### Source information

PR #1207, opened 2023-04-20
Remove requirement for `.synapseConfig` file to use `upsert` feature

GiaJordan:
Update credential gathering process for support of `schematic_db` use so that other log in methods besides the `.synapseConfig` file are supported. 
The API endpoints and relevant functions were also simplified to remove a parameter that was a duplicate of another.
Table upsert tests were also updated to ensure "update" functionality works as expected

### DIFF
--- a/api/openapi/api.yaml
+++ b/api/openapi/api.yaml
@@ -256,7 +256,7 @@ paths:
           schema:
             type: string
             nullable: true
-          description: Data Model Component
+          description: Data Model Component. Providing a data type will also validate the manfiest against the rules specified for the data type's attributes.
           example: Patient
           required: true
         - in: query
--- a/api/openapi/api.yaml
+++ b/api/openapi/api.yaml
@@ -24,7 +24,7 @@ paths:
             https://raw.githubusercontent.com/Sage-Bionetworks/schematic/develop/tests/data/example.model.jsonld
           required: true
         - in: query
-          name: input_token
+          name: access_token
           schema:
             type: string
           description: Token is needed if getting an existing manifest on AWS
@@ -105,7 +105,7 @@ paths:
       description: Endpoint to download an existing manifest
       parameters:
         - in: query
-          name: input_token
+          name: access_token
           schema:
             type: string
             nullable: false
@@ -281,7 +281,7 @@ paths:
           description: If True, validation suite will only run with in-house validation rule. If False, the Great Expectations suite will be utilized and all rules will be available.
           required: true
         - in: query
-          name: input_token
+          name: access_token
           schema:
             type: string
             nullable: false
@@ -438,7 +438,7 @@ paths:
       operationId: api.routes.get_manifest_datatype
       parameters:
         - in: query
-          name: input_token
+          name: access_token
           schema:
             type: string
             nullable: false
@@ -475,7 +475,7 @@ paths:
       operationId: api.routes.get_storage_projects
       parameters:
         - in: query
-          name: input_token
+          name: access_token
           schema:
             type: string
             nullable: false
@@ -504,7 +504,7 @@ paths:
       operationId: api.routes.get_storage_projects_datasets
       parameters:
         - in: query
-          name: input_token
+          name: access_token
           schema:
             type: string
             nullable: false
@@ -541,7 +541,7 @@ paths:
       operationId: api.routes.get_files_storage_dataset
       parameters:
         - in: query
-          name: input_token
+          name: access_token
           schema:
             type: string
             nullable: false
@@ -594,7 +594,7 @@ paths:
       operationId: api.routes.get_asset_view_table
       parameters:
         - in: query
-          name: input_token
+          name: access_token
           schema:
             type: string
             nullable: false
@@ -631,7 +631,7 @@ paths:
       operationId: api.routes.get_project_manifests
       parameters:
         - in: query
-          name: input_token
+          name: access_token
           schema:
             type: string
             nullable: false
@@ -679,7 +679,7 @@ paths:
       operationId: api.routes.check_entity_type
       parameters:
         - in: query
-          name: input_token
+          name: access_token
           schema:
             type: string
             nullable: false
@@ -717,7 +717,7 @@ paths:
       operationId: api.routes.check_if_files_in_assetview
       parameters:
         - in: query
-          name: input_token
+          name: access_token
           schema:
             type: string
             nullable: false
--- a/schematic/store/synapse.py
+++ b/schematic/store/synapse.py
@@ -1726,6 +1726,15 @@ class SynapseStorage(BaseStorage):
         dataset_index = self.storageFileviewTable["id"] == datasetId
         dataset_row = self.storageFileviewTable[dataset_index]
 
+        # re-query if nothing found
+        if len(dataset_row) == 0:
+            sleep(5)
+            self._query_fileview()
+            # Subset main file view
+            dataset_index = self.storageFileviewTable["id"] == datasetId
+            dataset_row = self.storageFileviewTable[dataset_index]
+
+
         # Return `projectId` for given row if only one found
         if len(dataset_row) == 1:
             dataset_project = dataset_row["projectId"].values[0]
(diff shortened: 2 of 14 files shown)


GiaJordan:
@afwillia just a heads up that the input parameters for the api endpoints will be changing when this PR is merged, we can coordinate when this gets merged depending on how long updating the front end will take

afwillia (commented):
This looks good to me - I just need to know when the dev AWS instance gets updated so I can change the function parameters in DCA

api/openapi/api.yaml
```diff
@@ -631,7 +631,7 @@ paths:
       operationId: api.routes.get_project_manifests
       parameters:
         - in: query
-          name: input_token
```
linglp, line 634: I am a little bit concerned of changing all the `input_token` to `access_token`. That means all the downstream applications using schematic APIs need to update their syntax.

schematic/store/synapse.py
```diff
@@ -1724,12 +1720,19 @@ def getDatasetProject(self, datasetId: str) -> str:
...
-        self._query_fileview()
-
         # Subset main file view
         dataset_index = self.storageFileviewTable["id"] == datasetId
         dataset_row = self.storageFileviewTable[dataset_index]
 
+        # re-query if no datasets found
+        if len(dataset_row) == 0:
+            sleep(5)
+            self._query_fileview()
```
linglp, line 1730: why do we need to re-query if no datasets found?

schematic/store/synapse.py
```diff
@@ -1946,6 +1949,50 @@ def replaceTable(synStore, tableToLoad: pd.DataFrame = None, tableName: str = No
...
+            # check which credentials are provided in file
+            if config.has_option('authentication', 'username'):
+                username = config.get('authentication', 'username')
+            if config.has_option('authentication', 'authtoken'):
+                authtoken = config.get('authentication', 'authtoken')
+        
+        # raise error if required credentials are not found
+        if not username and not authtoken:
+            raise NameError(
+                "Username or authtoken credentials could not be found in the environment, synapse object, or the .synapseConfig file"
```
linglp, line 1987: if both "username" and "authtoken" are not available, should the error message say something like "Username **and** authtoken credentials XXX"

linglp:
@GiaJordan In addition to the comments above, I am also a bit confused why you needed to change getDatasetProject function. Maybe we could discuss more about this off line because after PR here: https://github.com/Sage-Bionetworks/schematic/pull/1192, there are two ways to download manifests. One way is to use manifest id (which will be faster), and the other way is to use dataset id which involves downloading the asset view. The change will be in develop once  https://github.com/Sage-Bionetworks/schematic/pull/1142 gets merged.

schematic/store/synapse.py
GiaJordan: > if both "username" and "authtoken" are not available, should the error message say something like "Username **and** authtoken credentials XXX"

yes, it should say "and", thanks for catching!


> Can we combine the two raise statements and do something like:
> 
> ```
>         if not username or not authtoken:
>             raise NameError(
>                 "Username or authtoken credentials could not be found in the environment, synapse object, or the .synapseConfig file"
> ```

I wanted to separate out the error messages so that users would know exactly what was missing with less chance for confusion from saying "this or this is missing"

schematic/store/synapse.py
```diff
@@ -1946,6 +1949,50 @@ def replaceTable(synStore, tableToLoad: pd.DataFrame = None, tableName: str = No
...
+            authtoken = env_access_token
+
+        # Get token from authorization header
+        if 'Authorization' in synStore.syn.default_headers:
+            authtoken = synStore.syn.default_headers['Authorization'].split('Bearer ')[-1]
+
+        # retrive credentials from synapse object
+        synapse_object_creds = synStore.syn.credentials
+        if hasattr(synapse_object_creds, 'username'):
+            username = synapse_object_creds.username
```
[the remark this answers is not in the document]
GiaJordan: Yeah, that is what I had intended, they should be the same but I wanted to include both to be safe

schematic/store/synapse.py
GiaJordan: Before, it was re-querying every time the method was called. Now it will only re-query if no datasets were found as a last attempt to not error out.

api/openapi/api.yaml
GiaJordan: Yeah, we'd need to coordinate with those users like we are with @afwillia to update the endpoints, but I think this would result in a descriptive parameter name while also eliminating duplicate parameters.

GiaJordan:
> This looks good to me - I just need to know when the dev AWS instance gets updated so I can change the function parameters in DCA

@afwillia cool, will do. Thanks!
Also gonna tag @lakikowolfe to give you a heads up as well

schematic/store/synapse.py
GiaJordan: @milen-sage lingling mentioned that you might've wanted this to be removed? Is that the case?

schematic/store/synapse.py
```diff
@@ -1946,6 +1949,50 @@ def replaceTable(synStore, tableToLoad: pd.DataFrame = None, tableName: str = No
...
+        if os.path.exists(CONFIG.SYNAPSE_CONFIG_PATH):
+            config = synStore.syn.getConfigFile(CONFIG.SYNAPSE_CONFIG_PATH)
+
+            # check which credentials are provided in file
+            if config.has_option('authentication', 'username'):
+                username = config.get('authentication', 'username')
+            if config.has_option('authentication', 'authtoken'):
+                authtoken = config.get('authentication', 'authtoken')
+        
+        # raise error if required credentials are not found
```
linglp, line 1984: Could you add a comment here and clarify that without having a username, the code would still work?

lakikowolfe:
> > This looks good to me - I just need to know when the dev AWS instance gets updated so I can change the function parameters in DCA
> 
> @afwillia cool, will do. Thanks! Also gonna tag @lakikowolfe to give you a heads up as well

Thanks for the tag @GiaJordan this will effect DFA. A few questions:

- What's the time frame on this merge? 
- my understanding is that the main breaking change is `input_token` -> `access_token`. Is that correct?

GiaJordan:
@lakikowolfe 

- hopefully sometime this week, I think atp we're just waiting for @milen-sage to chime in on the fileview querying
- that's correct, the endpoints will need to be updated with the new param name

schematic/store/synapse.py
milen-sage: We can set expectations that if datasets were just added they may not immediately appear in schematic and DCA. That said, as @GiaJordan noted, this code now only retries if there are no datasets found (e.g. datasets may have been added for a first time in a project and may take a few seconds to be indexed). In the latter case the extra 5s is not too bad. As long as we are not adding the 5s overhead for every query, we can leave it in.

GiaJordan: @milen-sage cool, thank you for clarifying

schematic/store/synapse.py
```diff
@@ -1724,12 +1720,19 @@ def getDatasetProject(self, datasetId: str) -> str:
...
         """
 
-        self._query_fileview()
-
         # Subset main file view
         dataset_index = self.storageFileviewTable["id"] == datasetId
         dataset_row = self.storageFileviewTable[dataset_index]
 
+        # re-query if no datasets found
+        if len(dataset_row) == 0:
```
mialy-defelice, line 1728: Is `dataset_row` a df?
If so could you do something like `if dataset_row.empty` and `if not dataset_row.empty`?

mialy-defelice (changes requested):
I added a comment during my review. Other than that it logically looks good to me. It looks like you're also coordinating the merge with others, so it looks fine to me to merge.

schematic/store/synapse.py
GiaJordan: @mialy-defelice yes; I could use `dataset_row.empty` in place of this line. As far as using `if not dataset_row.empty`; it seems like there's a reason why it's checking for exactly one, as opposed to just any, but I'm not completely sure why so I'm hesitant to change it right now

mialy-defelice (approved):
Looks good!

GiaJordan:
I made one more change to improve security; when performing upserts through the api, the token will be passed as a parameter through to the upsert function instead of taking it from the default headers of the synapse object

######

◆ Assigned task
Output exactly the span of lines beginning at the first line of the records and ending at the line that holds "description: Endpoint to", inclusive, with no other text.

◆ Expected answer
PR #1207, opened 2023-04-20
Remove requirement for `.synapseConfig` file to use `upsert` feature

GiaJordan:
Update credential gathering process for support of `schematic_db` use so that other log in methods besides the `.synapseConfig` file are supported. 
The API endpoints and relevant functions were also simplified to remove a parameter that was a duplicate of another.
Table upsert tests were also updated to ensure "update" functionality works as expected

### DIFF
--- a/api/openapi/api.yaml
+++ b/api/openapi/api.yaml
@@ -256,7 +256,7 @@ paths:
           schema:
             type: string
             nullable: true
-          description: Data Model Component
+          description: Data Model Component. Providing a data type will also validate the manfiest against the rules specified for the data type's attributes.
           example: Patient
           required: true
         - in: query
--- a/api/openapi/api.yaml
+++ b/api/openapi/api.yaml
@@ -24,7 +24,7 @@ paths:
             https://raw.githubusercontent.com/Sage-Bionetworks/schematic/develop/tests/data/example.model.jsonld
           required: true
         - in: query
-          name: input_token
+          name: access_token
           schema:
             type: string
           description: Token is needed if getting an existing manifest on AWS
@@ -105,7 +105,7 @@ paths:
       description: Endpoint to download an existing manifest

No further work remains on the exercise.